Com uma trajetória marcada pela defesa da saúde coletiva – enfermeira, docente da Universidade de Brasília (UnB), ex-diretora da Faculdade de Ciências da Saúde, ex-superintendente do Hospital Universitário de Brasília (HUB) e pesquisadora -, Fátima conecta sua experiência de gestão à urgência de construir cidades mais humanas e resilientes.

Na avaliação de Fátima Sousa, as ilhas de calor e a escassez de áreas verdes nas cidades do DF não são meros detalhes urbanísticos, mas fatores diretos de adoecimento da população. “A seca sufocante e a falta de árvores têm endereço certo no Distrito Federal. Quando o ar fica irrespirável no segundo semestre, são as emergências de saúde das Regiões Administrativas que recebem o reflexo imediato, principalmente com crianças e idosos. O meio ambiente precisa ser debatido sob a ótica do bem-estar e da dignidade humana”, ressalta.

A resposta para esse desafio passa pelo direcionamento de investimentos públicos para saneamento básico, drenagem urbana sustentável e arborização nas Regiões Administrativas, reduzindo a histórica disparidade de infraestrutura em relação ao Plano Piloto.

A lógica defendida é preventiva e direta: arborizar as cidades significa amenizar as temperaturas extremas; sistemas de drenagem eficientes evitam alagamentos nas chuvas; saneamento universal é a base da saúde primária. “Superar a poeira no período de estiagem e o medo de enchentes na época das chuvas é uma meta de igualdade que o Distrito Federal precisa alcançar”, pontua.

Quadra Residencial do Plano Piloto
Quadra Residencial no Sol Nascente

A preservação dos recursos hídricos ocupa posição central na reflexão de Fátima.
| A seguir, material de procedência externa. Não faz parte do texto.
PR #688, opened 2021-02-14
Add support for creating entries from shared images

### LINKED ISSUE #687: Allow creating new entries from QR code images received via "share intents"
When enabling 2FA on a website, you often have to save the QR code image to your device, then open it via "scan image" in Aegis to create a new entry. 

It would be nice if Aegis could instead scan QR code images received via share intents (`ACTION_SEND`). This would allow users to simply long press on the QR code in their browser, choose "share image" and select Aegis to create a new entry, without actually having to save the image and finding it in the file picker.

Of course this is not limited to web browser and could also be used from other apps, e.g. from a file picker or a gallery app to open a QR code image in Aegis. 

Caveat: Unfortunately it seems like only some browsers (e.g. Chrome) actually share images as "images" (Intents with type `image/...`). Firefox only shares the URL to the image when using the "share image" function.

If this sounds like a good idea I could open a PR.

jhenninger:
Closes #687

### DIFF
--- a/app/src/main/AndroidManifest.xml
+++ b/app/src/main/AndroidManifest.xml
@@ -48,6 +48,13 @@
 
                 <data android:scheme="otpauth" />
             </intent-filter>
+            <intent-filter>
+                <action android:name="android.intent.action.SEND" />
+
+                <category android:name="android.intent.category.DEFAULT" />
+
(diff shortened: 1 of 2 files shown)


alexbakker (approved):
Thanks!

Issue #714, opened 2021-03-31
Aegis vanishes from recent apps when locking the vault


DerEnderKeks:
###### Info

* __Version__: 1.4.2
* __Source__: Google Play
* __Vault encrypted__: Yes (with biometric unlock)
* __Device__: Oneplus 5
* __Android version and ROM__: Android 10/OxygenOS 10.0.1

###### Steps to reproduce

1. Open Aegis
2. Unlock vault
3. Press back button/lock device

###### What do you expect to happen?

Aegis should lock the vault and remain in the recent apps

###### What happens instead?

Aegis vanishes from the recent apps.

---

It seems like you do this intentionally, but I'm not sure if the actual behavior is intended. Imo it should just lock the vault while the app remains active, and the unlocking page is displayed again when you return to the app.

https://github.com/beemdevelopment/Aegis/blob/230f21b9f0c242ef5b584a273440cb088fc70e3f/app/src/main/java/com/beemdevelopment/aegis/AegisApplication.java#L158-L167

alexbakker:
Thanks for your detailed report, but this is expected behavior. It's a consequence of the way we had to implement auto lock.

DerEnderKeks:
That kinda sounds like a shortcut to me. I assume it would have been more work to implement it the way I proposed but the current behavior just seems a little odd. That an app vanishes from the recent apps list is just not how you would expect an app to behave..

Shouldn't it be possible to stop the app without removing it from the recent app list? I just tried to manually force stop Aegis and afterwards the app was locked again while still being in the list. This way you could basically keep the current (rather lazy 😉) method of locking the app, while not making the behavior feel weird.

alexbakker:
It certainly does seem like a shortcut, but it's not about unwillingness to do more work. We simply have not found a better way to implement this because of all of the intricacies of activity lifecycle in Android.

If you see an opportunity to replace the existing logic with something that does keep the app in the recent apps list, please submit a pull request.

KaKi87:
Hi,

Any news on this ?

It's really annoying to have to re-open the app from launcher when needing to copy multiple codes in a row while still wanting the app to lock itself after each copy.

Thanks

KaKi87:
> It's a consequence of the way we had to implement auto lock.

How about finding another way that doesn't have this bug ?

I'm not an Android dev so I don't know what those ways would be.

The thing is, I had to disable automatic locking because of this issue.

Thanks

alexbakker:
[...]

PR #716, opened 2021-03-31
Fixed that app vanished from recent apps list after locking

DerEnderKeks:
This is an attempt to solve #714.

Is there any reason that you are using `finishAndRemoveTask` instead of `finish`? With this change everything behaves as expected: The app locks properly yet it remains in the recent app list.

### DIFF
--- a/app/src/main/java/com/beemdevelopment/aegis/ui/AegisActivity.java
+++ b/app/src/main/java/com/beemdevelopment/aegis/ui/AegisActivity.java
@@ -89,7 +89,7 @@ public abstract class AegisActivity extends AppCompatActivity implements AegisAp
     @Override
     public void onLocked(boolean userInitiated) {
         setResult(RESULT_CANCELED, null);
-        finishAndRemoveTask();
+        finish();
     }
 
     protected AegisApplication getApp() {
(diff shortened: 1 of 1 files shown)


alexbakker (changes requested):
This introduces at least one regression. Steps to reproduce:
1. Navigate to "Settings -> Import & Export -> Import from file" and click through until you get the file selection dialog.
2. Lock the device
3. Unlock the device
4. The file selection dialog is still there. Select a file (or press back)
5. The app closes entirely

There are probably more, but this is what could I think of off the top of my head.

DerEnderKeks:
I now changed it so that it uses the private method `Activity#finish(int finishTask)`, and call it with the parameter that causes it to do what `finishAndRemoveTask()` does but without removing it from the recent apps. This unfortunately requires reflection since for some there seems to be no public method that calls `finish` with `FINISH_TASK_WITH_ACTIVITY` as parameter. Any other way I could come up with so far would require to finish all external activities manually using `finishActivity`, but I couldn't really get that to work..

Is this solution alright?

alexbakker (approved):
I haven't found any other regressions, and this does seem to keep the app in the recent apps list. I'm not a fan of the use of reflection though. There's probably a reason this is a non-SDK interface, but I don't think this case is all that risky. Well see if this comes back to bite us later.

Thanks for the patch!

Diante da pressão sobre as bacias do Descoberto e de Santa Maria, a professora defende uma atuação ativa e permanente na proteção das nascentes e mananciais que abastecem a capital.

Essa proteção se articula diretamente com o fortalecimento da agricultura familiar e agroecológica no cinturão verde do DF. Apoiar quem produz alimentos de forma sustentável garante a preservação do solo, protege as fontes de água potável e assegura comida saudável sem agrotóxicos para a população.
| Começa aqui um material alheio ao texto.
PR #734, opened 2021-04-28
Gradle: Validate wrapper in CI and update to 6.8.3

EwoutH:
- Adds [a step](https://github.com/gradle/wrapper-validation-action) to the CI that validates the Gradle wrapper on each build, to make sure the `gradle-wrapper.jar` file is it's legit and doesn't execute malicious code.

Em relação ao combate aos incêndios que afetam a qualidade do ar durante a estiagem, Fátima defende o direcionamento de apoio e recursos para equipar brigadas comunitárias de prevenção, além da estruturação de redes de resgate e reabilitação para a fauna silvestre e animais domésticos vitimados pelo fogo.

Para Fátima, programas de plantio de árvores são parte fundamental da promoção da Saúde Coletiva no Século XXI…
…bem como o fortalecimento das cooperativas de reciclagem em todo território nacional.
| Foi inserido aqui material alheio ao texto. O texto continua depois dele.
PR #763, opened 2021-06-04
Fix blank text in delete dialog for entries with no issuer

### LINKED ISSUE #758: Blank text when trying to delete an entry with no issuer.
###### Info

* __Version__: 2.0
* __Source__: F-Droid
* __Vault encrypted__: Yes (with biometric unlock)
* __Device__: OnePlus 5T
* __Android version and ROM__: 10

###### Steps to reproduce

Select some entries and try to delete them.

The pop-up doesn't have the entry names on it

Going into one of the codes shows that it has a Name, but no Issuer (this entry was imported from an external source).

In there is no issuer, display the entry's Name.

###### What happens instead?

The info message has missing text.

###### Log

N/A

jhenninger:
Fixes #758

Not sure if I should create a new string instead of using `unknown_issuer`, since it is not intended to be used mid-sentence.

### DIFF
--- a/app/src/main/java/com/beemdevelopment/aegis/ui/EditEntryActivity.java
+++ b/app/src/main/java/com/beemdevelopment/aegis/ui/EditEntryActivity.java
@@ -398,7 +398,7 @@ public class EditEntryActivity extends AegisActivity {
                 onSave();
                 break;
             case R.id.action_delete:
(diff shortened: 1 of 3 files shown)


alexbakker (approved):
Thanks!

A tese de Fátima Sousa reforça que a sustentabilidade no Distrito Federal só se consolida se vier acompanhada de inclusão social. Nesse contexto, a pré-candidata destaca o papel estratégico das cooperativas de reciclagem e defende o reconhecimento dos catadores e catadoras como profissionais essenciais da limpeza e da economia circular. A pauta inclui o apoio a incentivos e à justa remuneração pelos serviços ambientais prestados por esses trabalhadores.

Ao aproximar o debate ambiental da realidade cotidiana do cidadão, Fátima Sousa reitera seu compromisso com uma atuação política pautada na ciência, na saúde e na responsabilidade social. Para ela, cuidar das águas, plantar árvores nas cidades, combater as queimadas e fortalecer a reciclagem são passos fundamentais para construir um Distrito Federal mais justo, saudável e preparado para o futuro.